Retype each line of the listing below, from the first through the one holding "FYI @spencer-lunarg", with no other lines.
= Beginning of Section =
PR #155, opened 2023-10-17
Remove consecutive platform defines

charles-lunarg:
Generated code must macro-guard platform specific code, but did it in a naive fashion where consecutive guards for the same platform repeated the macro. With the help of PlatformGuardHelper, the code generation will elide redundant macro guards.


juan-lunarg (approved):
LGTM

FYI @spencer-lunarg

scripts/generators/dispatch_table_generator.py
```diff
@@ -8,6 +8,7 @@
 
 import os
 from generators.base_generator import BaseGenerator
```
spencer-lunarg, line 10: nit: 

```suggestion
from generators.base_generator import BaseGenerator, PlatformGuardHelper
```

scripts/generators/base_generator.py
```diff
@@ -70,6 +70,20 @@ def SetMergedApiNames(names: str) -> None:
     global mergedApiNames
     mergedApiNames = names
 
+# Used to elide platform guards together, so redundant #endif then #ifdefs are removed
+class PlatformGuardHelper():
+    def __init__(self):
+        self.current_guard = None
```
spencer-lunarg, line 76: not sure if this is the "python way" but the rest of the variables are camelCase so for sake of being consistent

`self.currentGuard`

spencer-lunarg (changes requested):
not disagreeing with this change, I think its a super good thing and cleans up something I hated

What I am not sure of is `base_generator.py` should start to become a util bin

it solo job I think should be to create `VulkanObject`... I feel this change in the future this would lead to just everyone wanting to add their non-related utils in this file

charles-lunarg:
Sure, I can agree that it’s not great to have a dumping ground for utils. I’m not sure of a better place though, so I’m open to suggestions.

spencer-lunarg:
the VVL has a `generator_utils.py`, wouldn't be the worse for the short term to move it to its own file, curious to see how many "utils" will actually be shared

scripts/generators/base_generator.py
charles-lunarg: The python linter extension I have installed in vscode tells me to use snake_case, but I'm happy to use camelCase. I am not sure who or what tells the linter which style to use, so it may just be a default that isn't applicable to us (as in I haven't configured the extension).

spencer-lunarg: if we are moving into its own utils, feel free to start snake_casing

spencer-lunarg (approved):

charles-lunarg:
I'll use camelCase because the rest of the project appears to use it. Easier to keep in line with everything else and if someone wants to change it in the future, they are more than welcome to.

PR #158, opened 2023-11-06
Remove unnecessary std filesystem

ziga-lunarg:
Some users of VUL don't have support for std::filesystem, and there is no real reason that std::filesystem is used here


juan-lunarg:
> Some users of VUL don't have support for std::filesystem, and there is no real reason that std::filesystem is used here

Who are the users? VUL will not compile without a C++17 compiler.

juan-lunarg (dismissed):

juan-lunarg:
FYI @christophe-lunarg / @mikes-lunarg

christophe-lunarg:
Erm, yes this doesn't seem right to me, specifically "VUL will not compile without a C++17 compiler." unless if the idea is to support older compilers for specific reasons that are not mentioned here.

PR #159, opened 2023-11-10
build: Update to header 1.3.270

mikes-lunarg:
- Update known-good
- Generate source


juan-lunarg (approved):

juan-lunarg:
Love tiny updates like this.

PR #160, opened 2023-11-10
Don't install VulkanCompilerConfiguration

juan-lunarg:
This isn't used anywhere at the moment.

The idea was for projects to link against this fake library.

But it just does too much at the moment.

Example(s):

Warnings are too high for all projects
Not all projects need/want WSI support

Instead of leaving it around to eventually cause a problem remove it.


juan-lunarg:
closing forgot this breaks installation due to installation of static library

PR #163, opened 2023-11-17
Fix default env setting prefix for Android

kocdemir:
Vulkan-Profiles layer (and possibly other users of the library) is not working correctly on Android, due to multiple point symbols added for the environment variable checks. This CL removes the unnecessary '.' character to fix the issue.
= End of Section =
SOLVED PROBLEM
PR #155, opened 2023-10-17
Remove consecutive platform defines

charles-lunarg:
Generated code must macro-guard platform specific code, but did it in a naive fashion where consecutive guards for the same platform repeated the macro. With the help of PlatformGuardHelper, the code generation will elide redundant macro guards.


juan-lunarg (approved):
LGTM

FYI @spencer-lunarg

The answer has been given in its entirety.